# NGD: Jackson CS 8 Strings-first 2 ever made!



## leonardo7 (Nov 23, 2011)

I bought both of these brand new from Steve at CMC. Great guy who has a very good relationship with the Jackson Custom Shop. I had been saving for a high quality 8 string for a while and even though Im not a collector, when I had the opportunity to own both of the very first 8 strings Jackson has ever made I figured these are the 8 strings to get!

The "marooned" one is the '11 NAMM show 8 string and is the very first one ever made. The grey one is the second one ever made. 

The quality on both is what you would expect from a CS Jackson.

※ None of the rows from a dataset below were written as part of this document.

PR #608, opened 2018-02-25
Upgrade to Spring Statemachine 2.0.0.M5

jvalkeal:
Spring statemachine now builds with Spring Boot 2.0.0.RC2.


snicoll:
Thanks for the PR @jvalkeal - I've fixed it differently (see  3602b0f) to preserve the history. I'll harmonize all that once 2.0 GA is out.

PR #620, opened 2018-03-06
Upgrade to spring statemachine 2.0.0

jvalkeal:
- ssm 2.0.0 is now out so update to us boot 2.0.0
- Similarly done in previous ssm 2.0.0.M5 update,
  add versionHistory.

### DIFF
--- a/initializr-service/src/main/resources/application.yml
+++ b/initializr-service/src/main/resources/application.yml
@@ -119,8 +119,10 @@ initializr:
         mappings:
           - versionRange: "[2.0.0.RC1,2.0.0.RC1]"
             version: 2.0.0.M4
-          - versionRange: "2.0.0.RC2"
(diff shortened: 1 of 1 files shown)


initializr-service/src/main/resources/application.yml
```diff
@@ -1211,7 +1213,7 @@ initializr:
           groupId: org.springframework.statemachine
           artifactId: spring-statemachine-starter
           description: Build applications using state machine concepts
-          versionRange: 2.0.0.RC1
+          versionRange: 2.0.0.RELEASE
```
snicoll: Thanks for the PR. 

There is no need to remove that range since we've kept the history for now. I'll clean all the intermediate milestones once all projects have a proper 2.0 compatible GA. I'll revert that when polishing.

PR #624, opened 2018-03-13
Ignore .sts4-cache folder

a1dutch:
Ignore the new .sts4-cache folder added as part of spring tools 4.


snicoll:
@a1dutch thank you so much!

There were some errors in the listings which were blamed on wrong info provided by Jackson according to Steve at CMC. He offered me a full refund on both but hell no Im not returning these ridiculously amazing super high end quality Jackson CS 8 strings! The maroon one was listed as having a 28.625" scale length and to be honest that's mainly why I bought it. When I got it I was very disappointed to find out it only had a 25.5" scale length. I still was not going to return it. Also, the grey one was listed as having a 2.25" nut but has a much much smaller nut at 49mm or 1.93" which is just insane small for an 8 string, so small that Ive never experienced strings this close together, Im not even sure how its gonna work if I put heavier strings on it. Its pretty fun to play but damn thats a small nut and some insanely close string spacing for any guitar let alone for an 8 string! Cool thing is that the Grey ones neck is thinner than your average Schecter 7 string neck and feels like any average 7 string neck which is a really cool feeling for an 8 string. 

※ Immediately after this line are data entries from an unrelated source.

Issue #473, opened 2017-07-28
Guide users to HTTPS


rwinch:
Given initializr produces a project that contains code, links to external jars, etc, it would be nice if we made stronger attempts to send users to HTTPS so that we can ensure the integrity of the project that is produced. I see two areas this could be improved:

* Redirect HTTP requests to HTTPS
* Add an HSTS header to the HTTPS requests to ensure that future requests go over HTTPS

snicoll:
This https://github.com/spring-io/initializr/issues/78#issuecomment-75379780 is a bit embarrassing :(

Thanks for reporting the issue!

snicoll:
Closing in favour of PR #625

PR #625, opened 2018-03-14
Always redirect start.spring.io to https

mbhave:
Fixes gh-473

### DIFF
--- a/initializr-service/src/main/java/io/spring/initializr/service/InitializrService.java
+++ b/initializr-service/src/main/java/io/spring/initializr/service/InitializrService.java
@@ -18,11 +18,19 @@ package io.spring.initializr.service;
 
 import java.util.concurrent.Executor;
 
+import javax.servlet.Filter;
+
 import io.spring.initializr.metadata.InitializrMetadataProvider;
 import io.spring.initializr.web.project.LegacyStsController;
+import org.apache.catalina.filters.HttpHeaderSecurityFilter;
+import org.apache.tomcat.util.descriptor.web.SecurityCollection;
+import org.apache.tomcat.util.descriptor.web.SecurityConstraint;
 
 import org.springframework.boot.SpringApplication;
 import org.springframework.boot.autoconfigure.SpringBootApplication;
+import org.springframework.boot.web.embedded.tomcat.TomcatContextCustomizer;
+import org.springframework.boot.web.embedded.tomcat.TomcatServletWebServerFactory;
+import org.springframework.boot.web.server.WebServerFactoryCustomizer;
 import org.springframework.cache.annotation.EnableCaching;
 import org.springframework.context.annotation.Bean;
 import org.springframework.context.annotation.Configuration;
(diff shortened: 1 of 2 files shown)


initializr-service/src/main/java/io/spring/initializr/service/InitializrService.java
```diff
@@ -68,4 +75,24 @@ public Executor getAsyncExecutor() {
 
 	}
 
+	@Bean
+	public Filter hstsFilter() {
+		return new HttpHeaderSecurityFilter();
+	}
+
+	@Bean
+	public TomcatServletWebServerFactory tomcatServletWebServerFactory() {
```
snicoll: Isn't there a way to do that with a customizer?

mbhave: I guess we could do it with a `TomcatContextCustomizer`. Is there an advantage to doing that over this?

snicoll: It feels wrong to create the whole factory for something that is an add-on to the auto-config. The advantage here is that Spring Boot is still in control (rather than us taking over which isn't really what we should do here IMO)

mbhave: ok, I'll update it

snicoll:
This may break NetBeans, I've opened https://github.com/AlexFalappa/nb-springboot/issues/135

snicoll:
So several "issues" with regards to the current usage:

* `curl start.spring.io` uses `http` and doesn't redirect to https automatically so we get a blank output
* `http start.spring.io` uses `http` and doesn't redirect to https automatically but output the 302
*  STS and NetBeans use `http`, I don't know if they redirect automatically (probably not)

We've already tailored the examples to always use `https` but those issues above are quite annoying. You can see the current state of this branch on the dev instance (https://start-development.cfapps.io/)

wilkinsona:
> STS and NetBeans use http, I don't know if they redirect automatically (probably not)

I tried using `http://start-development.cfapps.io` with STS. As you suspected, it doesn't work:

```
JSONException: A JSONObject text must begin with '{' at character 0
```

I would guess it's getting redirected to HTTPS, following the redirect, and then trying to access it with HTTP.

kdvolder:
We can probably fix the handling of redirect in STS somehow... but mind you, that will only fix it for the next STS release, so still a problem for users who don't always immediately install the latest version.

BTW: The same is true for: https://github.com/spring-projects/spring-ide/issues/255 (changing default url to https).

snicoll:
@mbhave can we please revisit this? I'd like the redirection to https for the browser experience for sure. That would be better than nothing. 

Thoughts?

kdvolder:
Just FYI. As per the above linked and closed spring-ide issue. Next release of STS will handle redirections properly.

mbhave:
@snicoll I'm not sure how we can achieve the redirection to https for some clients and still support older versions of STS and NetBeans that use `http`.

kdvolder:
@mbhave Maybe redirect only if content type is html? I think the various wizards use some other content-type (json) to read service metadata but don't access the initializr web app's html content. At least that is the case for STS. I am not 100% sure of others like NetBeans but I would be surprised if they read and used html.

philwebb:
using the `user-agent` header might be another option.

snicoll:
Having everything using https in the metadata, including when it's not accessed by https should already be the case so if the client integrations follow the link in the metadata (as they should) the actual project generation is using https. What I am primarily after is making sure that the browser gets a force redirect to https if it calls the service with http. 

We can imagine a period where the redirection applies for everything but that's potentially going to break a lot of clients.

mbhave:
Closing this PR in favor of [this commit](https://github.com/spring-io/initializr/commit/e208a9b1f1006fa194a5ed077c66a6d814520661)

They both share the same basic specs aside from headstock, nut width and neck size. The neck on the grey one is ridiculously small. I think it may be the smallest 8 string neck in existence. I swear the neck feels like a 7 string neck, after all it only has a 49mm nut!!!! Crazy!!!!!

Specs:
- Maple neck thru
- Alder body
- Ebony fretboard
- 12"-16" compound radius 
- Asymmetrical neck with offset trussrod
- Hipshot bridge
- Neck and headstock binding
- EMG 808X pickups
- The Maroon one has a 55mm nut or 2.17 " nut
- The Grey one has a 49mm nut or 1.93" nut

Im very happy with the quality, sound and feel. The asymmetrical neck took some getting used to with the 55mm nut neck but is hard to notice on the 49mm neck. Its pretty cool how insanely thin the neck is at the higher strings due to the asymmetrical neck.
A cloudy day and really the only free time I will have to take pics so here are some pics of these beasts:


----------



## simulclass83 (Nov 23, 2011)

Not a fan of the maroon one due to the chrome hardware and ridiculous headstock, but that grey one is nice!


----------



## Church2224 (Nov 23, 2011)

WOW man both of them?!?! BIG congrats to you man! They both look amazing!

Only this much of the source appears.